(TASK INPUTS)

PR #169, opened 2021-03-12
Ignore changes to composer.json when looking for reviewer

Nyholm:
See https://github.com/symfony/symfony/pull/40436#issuecomment-796610022

### DIFF
--- a/.github/workflows/find-reviewer.yml
+++ b/.github/workflows/find-reviewer.yml
@@ -84,11 +84,11 @@ jobs:
           cd build/reviewer
           ./git-reviewer.php find ${{ github.event.client_payload.pull_request_number }} ${{ steps.target-repo.outputs.dir }} \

(End TASK INPUTS)

## [PROBLEM TO WORK ON]
Please report every line of the records above that contains the word "find".

## [WRITTEN SOLUTION]
--- a/.github/workflows/find-reviewer.yml
+++ b/.github/workflows/find-reviewer.yml
           ./git-reviewer.php find ${{ github.event.client_payload.pull_request_number }} ${{ steps.target-repo.outputs.dir }} \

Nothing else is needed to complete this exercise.